Universal O(N) scaling and the chiral critical line in (2+1)-flavor QCD with small chemical potentials

TL;DR

This paper analyzes the phase transition line in (2+1)-flavor QCD at small chemical potentials, establishing a universal N scaling and determining the curvature of the transition line with minimal cutoff effects.

Contribution

It introduces a method to extract the curvature of the QCD phase transition line using universal scaling properties and mixed susceptibilities at small chemical potentials.

Findings

The curvature parameter shows small cutoff effects.

The transition line in the chiral limit is determined to leading order.

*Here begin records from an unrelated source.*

Issue #4488, opened 2021-10-05
OpenAPI/Swagger does not reflect route prefixes


TheCrealm:
**API Platform version(s) affected**: 2.7.x-dev

**Description**  
I use an `/api` route prefix for api since i started using api platform. On 2.7-x-dev swagger just drops this prefix.

`bin/console debug:router`: 
![image](https://user-images.githubusercontent.com/8281157/135968732-1aeb54c3-0ae2-4dee-9435-b874504cb00d.png)

`Swagger`:
![image](https://user-images.githubusercontent.com/8281157/135968658-b4529653-f8b5-465f-8d4b-7fa02fe53343.png)

**How to reproduce**  
Just use the following route config for api platform:
```
api_platform:
    resource: .
    type: api_platform
    prefix: /api
```

**Possible Solution**  
Somehow utilize the OperationPathResolver like before.

Old getPath function: https://github.com/api-platform/core/blob/2.6/src/OpenApi/Factory/OpenApiFactory.php#L343
New getPath function: https://github.com/api-platform/core/blob/main/src/OpenApi/Factory/OpenApiFactory.php#L327

**Additional Context**  
As i tried its more effort as just use it on the new system (or i am dumb rn). I currently did not figured out how to do a proper fix.

alanpoulain:
Hello,

I've made a fix to manage it correctly, thanks for the report: https://github.com/api-platform/core/pull/4489.

However, using `prefix` is not doable anymore with the new metadata system (API Platform 2.7).

Please use:
```yaml
# api/config/packages/api_platform.yaml
api_platform:
    defaults:
        route_prefix: '/prefix'
```
See also:
- https://api-platform.com/docs/core/configuration/#global-resources-defaults
- https://api-platform.com/docs/core/operations/#prefixing-all-routes-of-all-operations

alanpoulain:
We need to make sure `getRoutePrefix` is not forgotten when calling `getUriTemplate` but I think it's better indeed to do it like this.

alanpoulain:
I'm closing this issue then.

PR #4490, opened 2021-10-07
Fix: Make sure the route prefix is only applied once

GlitchedAxiom:
| Q             | A
| ------------- | ---
| Branch?       | main 
| Tickets       | #4488 
| License       | MIT
| Doc PR        |

Fix doubled route prefix by only applying the prefix in the ApiLoader.

### DIFF
--- a/src/Metadata/Resource/Factory/UriTemplateResourceMetadataCollectionFactory.php
+++ b/src/Metadata/Resource/Factory/UriTemplateResourceMetadataCollectionFactory.php
@@ -90,8 +90,7 @@ final class UriTemplateResourceMetadataCollectionFactory implements ResourceMeta
 
     private function generateUriTemplate(Operation $operation): string
     {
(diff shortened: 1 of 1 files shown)


alanpoulain:
Thanks!

alanpoulain:
IMO the current way is better.
Like @TheCrealm is saying, with the other way, if the URI template is generated with a route prefix, we would have:

_ResourceMetadataCollection_:
_routePrefix_: /prefix
_uriTemplate_: /prefix/dummies

And if the URI template is user-defined:

_ResourceMetadataCollection_:
_routePrefix_: /prefix
_uriTemplate_: /custom-dummies

It doesn't seem right to me, and I'm not sure erasing the routePrefix after being applied to the URI template is a good idea. Metadata should describe what is written in the model, and should not have much logic.

Another possibility would be to have a method in `ResourceMetadataCollection` to concatenate the route prefix and the URI template like `getPrefixedUriTemplate` or `getCompleteUriTemplate`.

Issue #4509, opened 2021-10-11
Failing tests locally without symfony/intl


Chris53897:
**API Platform version(s) affected**: main

The github actions add these packages in CI.
https://github.com/api-platform/core/blob/main/.github/workflows/ci.yml#L73

If you run it locally, you do not have this installed. one test fails.
Is there a reason "symfony/intl": "^3.4 || ^4.4 || ^5.1", is not in `require-dev` ?

**Description**  
1) ApiPlatform\Core\Tests\Bridge\Symfony\Validator\Metadata\Property\ValidatorPropertyMetadataFactoryTest::testCreateWithPropertyWithValidationConstraints
Symfony\Component\Validator\Exception\LogicException: The Intl component is required to use the Bic constraint. Try running "composer require symfony/intl".

/Users/chris/PhpstormProjects/api-platform/core/vendor/symfony/validator/Constraints/Bic.php:58
/Users/chris/PhpstormProjects/api-platform/core/vendor/doctrine/annotations/lib/Doctrine/Common/Annotations/DocParser.php:977
/Users/chris/PhpstormProjects/api-platform/core/vendor/doctrine/annotations/lib/Doctrine/Common/Annotations/DocParser.php:719
/Users/chris/PhpstormProjects/api-platform/core/vendor/doctrine/annotations/lib/Doctrine/Common/Annotations/DocParser.php:376
/Users/chris/PhpstormProjects/api-platform/core/vendor/doctrine/annotations/lib/Doctrine/Common/Annotations/AnnotationReader.php:178
/Users/chris/PhpstormProjects/api-platform/core/vendor/symfony/validator/Mapping/Loader/AnnotationLoader.php:120
/Users/chris/PhpstormProjects/api-platform/core/vendor/symfony/validator/Mapping/Loader/AnnotationLoader.php:60
/Users/chris/PhpstormProjects/api-platform/core/tests/Core/Bridge/Symfony/Validator/Metadata/Property/ValidatorPropertyMetadataFactoryTest.php:224

**How to reproduce**  
run tests locally

dunglas:
I fixed this in 2.6 some days ago. This will land in main when we'll merge 2.6 in main.

PR #4510, opened 2021-10-11
fix: add missing symfony/intl to fix tests

Chris53897:
| Q             | A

The critical temperature ratio is given by T_c(μ_B)/T_c(0) = 1 - 0.00656(66) (μ_B/T)^2.

Abstract

We show that for small values of the chemical potential the curvature of the phase transition line can be deduced from an analysis of scaling properties of the chiral condensate and its susceptibilities. We make use of a recent analysis of the magnetic equation of state in (2+1)-flavor QCD where a connection between the QCD parameters and the universal scaling fields could be established. The remaining dependence of the reduced temperature on the chemical potential can be fixed by an analysis of a mixed susceptibility, obtained from a derivative with respect to quark mass and chemical potential. We extract this dependence which describes the curvature of the phase transition line, at two values of the cut-off, $aT=1/4$ and $1/8$. We find that cut-off effects are small for the curvature parameter and determine the transition line in the chiral limit to leading order in the light quark chemical potential. We obtain $T_c(\mu_B)/T_c(0) = 1 - 0.00656(66) (\mu_B/T)^2 +{\cal O}(\mu_B^4)$.